PROBLEM TO WORK ON - How many lines in the entries below contain the word "think"? Answer with the number and nothing else.

[[ SUPPLIED DATA open ]]

PR #762, opened 2026-09-07
chore: switch to the publish-to-BCR workflow

vreuter:
This is needed because the publish-to-BCR app is being discontinued. See this [issue comment](https://github.com/tweag/rules_nixpkgs/issues/749#issuecomment-5567780968) by @avdv

### DIFF
--- a/.github/workflows/publish.yaml
+++ b/.github/workflows/publish.yaml
@@ -1,0 +1,32 @@
+name: Publish to Bazel Central Registry (BCR)
+on:
+  workflow_call:
+    inputs:
+      tag_name:
+        required: true
+        type: string
+    secrets:
+      publish_token:
+        required: true
+
+  workflow_dispatch:
+    inputs:
+      tag_name:
+        description: 'Version to release (e.g. 0.11.0)'
+        required: true
+        type: string
+
+jobs:
+  publish:
+    uses: bazel-contrib/publish-to-bcr/.github/workflows/publish.yaml@v1.5.0
+    with:
+      tag_name: ${{ inputs.tag_name || github.ref_name }}
+      registry_fork: tweag/bazel-central-registry
+      attest: false
+      draft: false
+    permissions:
+      attestations: write
+      contents: write
+      id-token: write
+    secrets:
+      publish_token: ${{ secrets.publish_token || secrets.BCR_PUBLISH_TOKEN }}
--- a/.github/workflows/publish.yaml
+++ b/.github/workflows/publish.yaml
@@ -12,7 +12,7 @@ on:
   workflow_dispatch:
     inputs:
       tag_name:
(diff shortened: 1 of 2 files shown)


.github/workflows/release.yaml
```diff
@@ -49,3 +49,16 @@ jobs:
             --title v${{ inputs.version }} \
             v${{ inputs.version }} \
             rules_nixpkgs-${{ inputs.version }}.tar.gz
+  publish:
+    name: Publish to BCR
+    if: startsWith(github.ref, 'refs/tags/v')
```
avdv: I think this condition is unnecessary / not applicable. This workflow was not triggered by a tag and we already checked the `version` input in the release job.
```suggestion
```

.github/workflows/release.yaml
```diff
@@ -49,3 +49,16 @@ jobs:
...
+    needs: release
+    uses: ./.github/workflows/publish.yaml
+    with:
+      tag_name: ${{ inputs.version }}
```
avdv: This needs the `v` prefix.
```suggestion
      tag_name: v${{ inputs.version }}
```

.github/workflows/publish.yaml
```diff
@@ -0,0 +1,32 @@
...
+        required: true
+        type: string
+    secrets:
+      publish_token:
+        required: true
+
+  workflow_dispatch:
+    inputs:
+      tag_name:
+        description: 'Version to release (e.g. 0.11.0)'
```
avdv: This input should actually be a tag name.

```suggestion
        description: 'Name of the tag to release (e.g. v0.11.0)'
```

Alternatively, we could accept a `version` input here (more in line with the release workflow) and later use `${{ inputs.tag_name || (inputs.version && format('v{0}', inputs.version)) }}` but that seems overly complicated.

avdv (changes requested):
Thank you, just some minor remarks.

.github/workflows/publish.yaml
vreuter: I went with your suggestion here: https://github.com/tweag/rules_nixpkgs/pull/762/changes/f59d87286a577172febcd5823eff3b82a77582c6

.github/workflows/release.yaml
vreuter: I went with your suggestion here: https://github.com/tweag/rules_nixpkgs/pull/762/changes/f59d87286a577172febcd5823eff3b82a77582c6

.github/workflows/release.yaml
vreuter: I went with your suggestion here: https://github.com/tweag/rules_nixpkgs/pull/762/changes/f59d87286a577172febcd5823eff3b82a77582c6

avdv (approved):
Thank you!

PR #168, opened 2018-11-25
Do not await on `reloadPluginSettings`

paullinator:
This prevents network roundtrips from blocking login. Upwards of 30s saved on really slow networks.


src/modules/account/account-pixie.js
```diff
@@ -76,10 +76,8 @@ const accountPixie = combinePixies({
         onLoggedOut = callbacks.onLoggedOut
 
         const loadAllFiles = async () => {
-          await Promise.all([
-            reloadPluginSettings(ai, accountId),
-            loadAllWalletStates(ai, accountId)
-          ])
+          reloadPluginSettings(ai, accountId)
```
swansontec: This is too high-level. We should do the change inside `reloadPluginSettings`, at the point where it actually triggers the plugins to update.

swansontec: I think we can safely run `updatePluginUserSettings` in the background. Also, removing the `await` is not enough. You need to do a `.catch()` to avoid unhandled promise rejections.

swansontec: Actually, even more specifically, within `updatePluginUserSettings`, there is a `promises.push(promise)` line right after updating the currency plugin settings that we can just delete. The `catch` is already included in that function.

PR #170, opened 2018-11-28
Fix missing txs

adyshimony:
The logic of txs slicing and search them in files didn't handle the case that a tx dropped. 

Now we make sure that the total txs number is equal to the number the ui requested. 
So after slice, verify that all txs in files, if some are dropped and missing, do it again recursively until returning the requested amount of txs.


adyshimony:
> Please no merge commits. This should be rebased on the latest develop and force-pushed to update the PR.

I did interactive rebase, hope this is what you wanted

adyshimony:
A new clean pr created

swansontec:
Thanks, the rebase looks correct.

[[ SUPPLIED DATA closed ]]

TASK SOLUTION - 2